When you are young, dating and exploring life’s many possibilities, your only concern should be you.Your wants, your dreams, your goals, and your standards are all you need to adhere to. There is no need to compromise your needs for anyone or anything at such a volatile time of self growth.
I talked before about paying attention to the “red flags” you see when dating or when you first meet someone in So You Want To Find Bae? 7 Things You Need To Know, but didn’t go into specifics.
Of course, red flags will vary from person to person, as we all have things that we find to be a priority to us, but some tell-tell signs that is time to stop wasting your time and keep it moving include:
When dating, this is one of the most important aspects. If your desire to hold a conversation with the other, much less even respond starts to fade, it might be a sign you should cut it off. The same thing goes the other way around. When phone calls and texts become less frequent with no explanation, take it as a sign something shady is going on. No one is too busy for someone they care about. You make time for what you want to make time for.
There is no way to have a healthy and happy relationship of either a romantic or platonic nature if honesty isn’t in the mix. Of course we all tell little white lies or omit details, but if you feel the need to tell a BOLD FACED lie and feel no remorse, that means the feelings of the other person don’t matter much to you. Just let it go and let them find someone who cares enough to keep it 100 with them. On the other side of the coin, if you can tell you are being lied to, cut them off. They aren’t trippin’ off of you, so don’t trip of them. Someone who lies to you or makes constant excuses for their own sake doesn’t have much respect for you anyway. Let them run their mouth to someone else.
If someone is making you feel insecure or uncertain about your place, its typically apart of “the game.” You know the game.
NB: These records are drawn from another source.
PR #567, opened 2026-09-07
fix(ui): create items immediately and finalize renames safely

### LINKED ISSUE #566: New folder click-away freezes the whole app
**Strata version**
0.12.1-rc.1 (release binary). Also reproduced on current `main` when built from source (commit `af7bbef`).

**Installation method**
GitHub release archive (binary under `~/.local/bin`).

Arch Linux (Omarchy), Hyprland 0.55. Reproduced on a plain Xvfb display too, so the compositor is not a factor.

**What happened?**
Creating a new folder (or file) by shortcut (`Ctrl+Shift+N`), typing a name, and then **clicking away onto another file/folder or a sidebar entry without pressing Enter** freezes the entire app. The window stops accepting any input and one CPU core spins at ~100% until the process is killed.

It only happens in **List** and **Icons** views. In Columns view the same action works fine.

**Reproduction steps**
1. Open any directory.
2. Press `Ctrl+Shift+N` to create a new folder.
3. Type a name but do **not** press Enter.
4. Click another file, another folder, or a sidebar location.

**Expected behavior**
Final owner-approved behavior, consistent in Columns, List, and Icons:

- New Folder immediately creates `new folder`; New File immediately creates an empty `new file`. If occupied by any item, use the first free `new folder (1)` / `new file (1)`, `(2)`, etc. Select the allocated default name for editing.
- For new and existing files/folders, Enter or clicking away anywhere—including empty space—commits a valid name. Keyboard focus loss follows the same rule.
- Escape or empty/invalid input keeps the original name. Cancelling the initial rename leaves the newly created item under its allocated default; it does not delete it.
- Preserve file contents and existing items; no overwrite on a naming conflict. Existing files retain extension-aware name selection. Keep every view responsive without GTK parent-assertion spam.

This replaces the interim cancellation-only policy discussed earlier. Creation now happens before editing, so click-away finalizes a rename rather than submitting a temporary creation prompt.

**Actual behavior**
The app freezes on one core at ~100% CPU and stops reacting to all input. `top` shows the `strata` main thread in `R` state; a `gdb` backtrace shows it stuck in GTK's `synthesize_focus_change_events` walking a freed widget's parent chain forever (a debug build logged `Gtk-CRITICAL **: gtk_widget_get_parent: assertion 'GTK_IS_WIDGET (widget)' failed` millions of times).

Pre-fix root cause: when the field lost focus, `finish_mode_new_entry` destroyed the ListView row that owned the real keyboard focus *inside* the `focus-out` handling while GTK was mid-flight in `gtk_window_root_set_focus`. GTK then resumes walking the dangling widget to the window root (NULL != root → infinite loop). Columns view only hides its row, which is why it is unaffected.

**Relevant logs**
No application-level logs are produced; the app hard-freezes before writing anything. The only output is the GTK-CRITICAL above, produced in a tight loop (~30 million occurrences per minute in a debug build). The fix is tracked in #567, now updated through `d1edb6c` (folder behavior in `1f7a1c8`, matching file behavior and shared implementation in `d1edb6c`). Temporary creation rows have been removed. The owner manually verified folders in all three views, then reviewed the matching file functionality and approved this update. This issue remains open until the PR is merged.

**Additional context**
This looks specific to Strata's two-`Grid`-of-`ListViews` mode views (List/Icons) where the newly created entry is rendered as an in-place row. In-process unit tests cannot reproduce it because it requires real GTK input focus; it was reproduced and verified with a live XTEST input session under Xvfb.

Deoxizn:
## Description

Replace temporary creation rows with atomic creation followed by the normal rename editor, eliminating the row-removal path behind #566. File and folder creation share collision handling; renames are dispatched after GTK's focus walk, with pending-editor and offscreen-focus guards.

The final owner-approved behavior is consistent in Columns, List, and Icons:
- New Folder / New File immediately creates `new folder` / an empty `new file`, choosing the first free numbered alternative on conflict and selecting its default name.
- Enter or click-away commits a valid rename. Escape or empty/invalid input keeps the original name—including the allocated default for a new item.
- Existing items are not overwritten and file contents are preserved. Existing files retain extension-aware name selection.

This supersedes the earlier cancellation-only iteration of this PR.

## Visual evidence

Before: [original List freeze screenshot from #566](https://raw.githubusercontent.com/wmfeht/strata/1e40ced4bce9f4e8de3b02787a26356bc97edcc1/docs/repro/566/list_view_click_away_cpu100.png).

After a real pointer click on empty space, `renamed.item` is committed and the editor closes:

| View | New file | New folder |
| --- | --- | --- |
| Columns | [Screenshot](https://raw.githubusercontent.com/Deoxizn/strata/d1edb6c3a2a8e36069d638598412c4a92ffa388b/docs/screenshots/566/columns-new-file-rename.png) | [Screenshot](https://raw.githubusercontent.com/Deoxizn/strata/d1edb6c3a2a8e36069d638598412c4a92ffa388b/docs/screenshots/566/columns-new-folder-rename.png) |
| List | [Screenshot](https://raw.githubusercontent.com/Deoxizn/strata/d1edb6c3a2a8e36069d638598412c4a92ffa388b/docs/screenshots/566/list-new-file-rename.png) | [Screenshot](https://raw.githubusercontent.com/Deoxizn/strata/d1edb6c3a2a8e36069d638598412c4a92ffa388b/docs/screenshots/566/list-new-folder-rename.png) |
| Icons | [Screenshot](https://raw.githubusercontent.com/Deoxizn/strata/d1edb6c3a2a8e36069d638598412c4a92ffa388b/docs/screenshots/566/icons-new-file-rename.png) | [Screenshot](https://raw.githubusercontent.com/Deoxizn/strata/d1edb6c3a2a8e36069d638598412c4a92ffa388b/docs/screenshots/566/icons-new-folder-rename.png) |

## How to test

1. In a disposable directory, repeat in Columns, List, and Icons: use Ctrl+Shift+N and background menu → New File. Verify the selected default names; repeat with occupied defaults to check `(1)`, `(2)`, etc.
2. Type a valid name without Enter, then click a file, folder, sidebar location, or empty space. Repeat using Enter and with existing items renamed through F2.
3. Try Escape after typing, an empty name, spaces only, `.`/`..`, `bad/name`, and a conflicting name. Check that the original item and its contents remain intact; cancelling a new item's rename must not delete it.
4. Confirm inside-field clicks preserve editing and creation brings the editor into view in large or filtered directories.

**Expected result:** Files and folders are created immediately, valid renames stick on Enter/click-away, and cancelled or invalid edits retain the original name. All views stay responsive without GTK parent-assertion spam.

The owner manually verified folders in all three views and reviewed the matching file functionality before approving this update.

## Related issue

Closes #566


wmfeht:
## Merge blocker

**Do not merge.** The P0 freeze from #566 is still present on `41e03cfd9dfa1eedf86a8bf840a0e1e99437061f`.

The diagnosis is right: List/Icons destroy the focused ListView/GridView row while GTK is inside `gtk_window_root_set_focus` / `synthesize_focus_change_events`. Deferring `placeholder.splice` with `glib::idle_add_local_once` does **not** stop a real pointer click-away from wedging that walk.

Columns remains fine because it hides a persistent row (`new_entry_row.set_visible(false)`) instead of destroying a focused ListItem.

## Live XTEST repro (this head)

Private Xvfb + XTEST (not the Cloud Agent desktop). `Ctrl+Shift+N`, type a name, click `todo.txt`.

- **Icons and List:** the inline prompt stays on screen, no folder is created, AT-SPI drops (“the Strata application is not on the accessibility bus”).
- Logs: **~7.2M** `gtk_widget_get_parent` CRITICALs in List (~781 MiB) and **~8.0M** in Icons (~861 MiB) within ~8s — the same spin as #566.
- After-click frames still show `clicked-away-icons` / `clicked-away-list` in the prompt. The main loop is stuck before a successful submit/redraw.

In-process tests only `emit_by_name("leave")` then `grab_focus()`. That never enters `gtk_window_root_set_focus`, so they cannot catch this. Canonical E2E uses Enter/Escape, not click-away. The PR text says the freeze was validated with live XTEST; that does not match this head.

`idle_add_local_once` is the wrong tool here: a real click runs `leave` *inside* GTK’s focus bookkeeping. Either the idle still runs too soon, or ListView/GridView unparents the focused row on pointer focus-change independently of the splice.

A fix needs:

1. A real XTEST or e2e **click-away** gate in List **and** Icons.
2. A live widget in the focus chain until GTK finishes the walk — same idea as Columns, or move focus off the row **before** teardown.

## Other findings

Not merge-blocking by themselves:

- **Re-open skip is fragile.** Skip is `if field.upgrade().is_some() { splice }`. List/Icons factory widgets are recycled (`icons-new-entry-wired`, `ensure_rename_field`). `begin_new_entry` always `cancel_new_entry()` first, so a WeakRef to the old Entry can still upgrade and wipe the new prompt. A generation token is the reliable guard.
- **`if let (Some(placeholder), Some(stack))`** now requires both. Today every `ActiveModeNewEntry` sets both; a placeholder-only path would leak the row.
- **Empty-dir `show_status` is captured at finish time** and applied later. `create_directory` is async, so this is usually the old empty flash; if a listing lands first, idle can flip the stack back to `"status"`.
- **Tests:** no Icons case; list field wait is an unbounded `loop` + `iteration(false)`; leftover `eprintln!("STEP: …")`.
- **Escape/Enter** now share the deferred splice. Canonical e2e covers those and passed; they are not the freeze path.
- **PR is behind `origin/main`** (includes `chore: release v0.13.0`). Touched files do not conflict with current main.
- GitHub: Metadata policy passed; `[code]smith` skipped; fork CI `action_required`.

Window key handling returns `Proceed` while `new_entry_is_active()`, so `Ctrl+Shift+N` does not call `create_new_folder` again while the prompt is focused. Escape-then-immediate New Folder (button / `begin_new_entry`) can still race the idle splice.

## Test-suite results

Head: `41e03cfd9dfa1eedf86a8bf840a0e1e99437061f`

| Check | Result |
| --- | --- |
| `cargo fmt --all --check` | **pass** |
| `cargo clippy --all-targets --all-features -- -D warnings` | **pass** |
| `xvfb-run` + `STRATA_REQUIRE_GTK_TESTS=1` `cargo test --all-targets --all-features` | **994 passed**, 0 failed, **19 ignored**. New synthetic leave tests passed. |
| `./scripts/e2e.sh` (host-network Docker) | **329 passed** in 396.89s |
| Native XTEST click-away, **List** | **FAIL** — freeze, `gtk_widget_get_parent` loop, no folder |
| Native XTEST click-away, **Icons** | **FAIL** — same |
| GitHub Actions (fork) | Metadata policy success; test workflows **not run** |

Ignored Rust tests match this VM (GVfs Trash, `dbus-run-session`, `xdotool` mapped-window cases). Harmless `libEGL DRI3` noise on Xvfb.

## Residual risk

Even after a correct teardown, **no automated gate exercises pointer click-away**. E2E only uses Enter and Escape (`test_create_folder_from_the_keyboard`, `test_creating_a_folder_can_be_cancelled`). A green `./scripts/e2e.sh` does not mean #566 is fixed.

ogarza:
Review follow-up, now pushed as 0768638:

- I could not confirm the claim that idle deferral itself fails at the original PR head (`41e03cf`). Nine real XTEST folder click-away cases (file/folder/sidebar targets across all three views) passed on both pinned GTK 4.14.5 and host GTK 4.22.4. Temporarily restoring synchronous removal reproduced the parent-assertion loop in List and Icons while Columns passed. The negative-control run confirms these scenarios exercise the original freeze.
- Confirmed the cleanup concerns with failing unit tests: a replacement prompt could be removed, a stale empty-list snapshot could hide content, and cleanup could be skipped when the Entry died. Cleanup now checks the placeholder item's identity and current listing, independently of Entry lifetime or the presence of a status stack.
- Replaced misleading synthetic-click test names/debug logging and the unbounded field wait. Real-pointer coverage now includes empty-space dismissal, with additional validation, Enter/Escape/Tab, collision, and empty-directory reopen coverage.

**Owner-approved behavior change:** click-away now **cancels**, rather than submits. Only Enter with a valid nonblank name creates a file/folder; empty or whitespace-only Enter cancels. This is consistent across Columns, List, Icons, and the shared chooser controls. The PR description and #566 now reflect that decision.

@ogarza manually verified the updated functionality in all three views and approved this push. Fresh pre-push verification passed formatting, Clippy, 998 Rust tests (19 ignored) under the fully isolated display/session-bus runner, and all 406 pinned-container E2E tests. The 98 native entry-management E2E cases also passed in the final native run.

ogarza (dismissed):

ogarza:
Thanks @Deoxizn, this fixed a real bug, confirmed with @l0gicgate on the behavoir change.

ogarza:
Pushed the owner-reviewed final behavior in two commits:
- `1f7a1c8`: immediate folder creation and folder rename finalization.
- `d1edb6c`: matching file behavior, shared atomic creation/rename handling, and removal of the obsolete creation placeholders.

New items now exist immediately as `new folder` / `new file` (first free numbered alternative on conflict). Valid Enter/click-away renames stick; Escape or invalid input preserves the original/default name and contents. This supersedes the earlier cancellation-only iteration. Existing file-stem selection is retained.

The final implementation also covers pending-editor cancellation/navigation, deferred GTK focus handling, and scrolling the created item into view in large directories. The PR description, issue, documentation, and screenshots now describe this final policy.

The owner verified folders manually in all three views, subsequently reviewed the file functionality, and approved this update. Fresh pre-push checks passed formatting, Clippy, 1001 Rust tests (19 ignored) under the fully isolated display/session-bus runner, and all 637 pinned-container E2E tests.

ogarza:
Merged current main (`9c01639`) in `cd6a93a` and resolved the conflicts while preserving the reviewed file/folder creation and rename behavior. The shared inline-edit handling now lives in the new window-composition input wiring; current filtered-preview and delayed-loading behavior is retained. The keyboard fixture now waits for its first rendered row before testing F2.

Local verification passed formatting, Clippy, 1061 Rust tests (20 ignored) under the private display/session-bus runner, and all 674 pinned-container E2E tests. GitHub reports the PR as conflict-free and CI is now running. Review approval remains required.

l0gicgate (approved):

PR #591, opened 2026-09-08
fix(rename): keep the Columns caret inside the visible viewport

### LINKED ISSUE #394: fix(rename): keep the caret visible when editing long filenames
Split from the grouped rename and copy/paste report ([#354](https://github.com/lgse/strata/issues/354), item 1 of 5).

## Strata version

Reproduced on Strata 0.10.0, debug build at commit `183d744`, GTK 4.14.5 on X11, isolated fixture `HOME`/XDG dirs.

## What happened?

When renaming a file whose name is wider than the available column name cell, the inline rename field does not scroll horizontally to keep the caret visible. Editing at the end of a long name happens off-screen.

**Reproduced in Columns view only.** Grid and Explorer scroll correctly after End so the caret and trailing text stay visible. Columns uses `BrowserState::begin_rename` in `src/ui/browser.rs`; Grid/Explorer use the mode-view path in `src/ui/browser_modes.rs`.

Also observed in Columns: on F2, stem-only selection is applied but the field is already scrolled toward the stem end, so the *start* of the name is not visible either (issue text assumed the start would be visible).

## Steps to reproduce

1. Open a directory in Columns view.
2. Select a file whose name is wider than the column (e.g. `synthetic-quarterly-report-with-a-very-long-descriptive-basename-2026.txt`).
3. Start inline rename (`F2`).
4. Move the caret to the end of the filename (`End`).
5. Observe that the entry does not scroll and the caret is off-screen.
6. Type a few characters; the field may nudge only slightly while the caret and typed text stay off-screen.
7. Repeat in Grid and Explorer — those views scroll correctly (contrast).

## Expected behavior

The rename field keeps the caret visible for long names, including when the caret is at the end of the name. Stem-only initial selection is unchanged. This must work in Columns (and remain correct in Grid / Explorer).

## Screenshots or video

Repro recording (Columns fails; Grid/Explorer OK):

https://cursor.com/artifacts/v/art-09ec12ca-2f1d-4ebb-90ea-b04aab79a98f

Keyframe sequence from Columns (zoomed on the rename entry):

1. After F2 — stem selected but field scrolled to stem end (`-descriptive-basename-2026` visible; name start hidden).
2. After End — no scroll; caret past `.txt` is off-screen (same visible slice).
3. After typing — only ~2 characters of scroll (`scriptive-basename-2026.tx…`); typed text and caret still off-screen.
4. After Escape — rename cancelled; original label restored (`synthetic-quarterly-report-…`).

## Additional context

Inline rename is a `gtk::Entry` with class `inline-rename`. If the entry is allowed to take the natural width of the full name, the parent row/card/cell clips it. GTK then treats the caret as on-widget even though it is off-screen. Constraining the entry to the visible editor width so its inner `GtkText` scrolls, then ensuring caret and selection are scrolled into view after `select_region` and on later caret moves, is the likely fix path for Columns.

Existing coverage only checks stem vs extension; there is no test that a long name stays caret-visible.

### Acceptance criteria

- [ ] In Columns (and still in Grid / Explorer), the rename field scrolls as needed to keep the caret visible for names wider than the editor.
- [ ] Moving the caret to the end of a long name (End / Right) brings the caret on-screen without changing stem-only initial selection.
- [ ] Typing, deleting, and clicking inside a long name keep the caret visible.
- [ ] Automated tests cover long-name rename caret visibility (or an equivalent constrained-width editor assertion) in addition to stem selection.

spandan11106:
## Description

Fix Columns rename when the column is wider than the visible browser area. Constrain the editor to that visible area and follow viewport changes while editing, so GTK can keep the caret on-screen without changing stem-only selection.

Replace the vacuous regression checks with non-zero allocation, overflowing-text, and browser-relative caret assertions, plus real F2/End, typing, deletion, arrow-key, and pointer scenarios.

## Visual evidence

| Before End fix | After End fix |
| --- | --- |
| Extension and caret clipped | Extension and caret visible |

[Capture details and List/Icons comparisons](https://github.com/spandan11106/strata/blob/ff8f54ac9a03557f531be577d6e03f78fe3e1501/docs/screenshots/394/README.md).

## How to test

1. Create `synthetic-quarterly-report-with-a-very-long-descriptive-basename-2026.txt` in a temporary directory.
2. Open it in Columns with the sidebar visible and a narrow window (420×300 reproduces the reported clipping). Select the file and press F2; only its stem should be selected.
3. Press End, type a suffix, delete it, click inside the name, and try Left/Right and End again. Resize the window while editing.
4. Compare List and Icons at a width that accommodates their minimum table/card sizes, such as 640×300 with the sidebar open.

**Expected result:** the caret and extension stay visible after End, editing stays on-screen, and stem-only initial selection is unchanged.

## Related issue

Closes #394


spandan11106:
image

wmfeht:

The one where you strategically do or say things to keep the other guessing. Well that is all fine and dandy, until someone is sitting there lost in the sauce about what the hell is really going on.
Personally, I don’t think there should be a time in any relationship where you feel that you have to question your stance.
“Are we talking?”
“Are we exclusive?”
Does s/he really fwm?”
Don’t waste your time with someone who keeps you in limbo.When someone is really feeling you, you know it. It will show through not only their words, but through their actions as well.
If you go from talking to someone like they are your best friend to pulling teeth to have a conversation, it’s over. You should not have to force conversation with anyone, especially someone you are attempting to build a relationship with. Boring and bland conversation is someone’s way of slowly dropping you without having to say it. “Mia, how do you know? Well, I’ve been the victim and I’ve been the culprit (oops), so I can only share what I have seen and have done.
There are far more important things to be focused on in your personal journey than to entertain someone for the sake of your phone not being dry or wanting to have someone to go on dates with. Your time and your spirit is precious. Spend it with people whom you enjoy being around, who better you as a person, and genuinely care about your well being.
There are plenty of fish in the sea, and as long as you keep focusing on you and your own growth, the right ones will come to you. In the meantime, don’t put up with anyone’s bullshit for the sake of “not being alone.” There is nothing wrong with dropping what you don’t deserve, to get what you really want.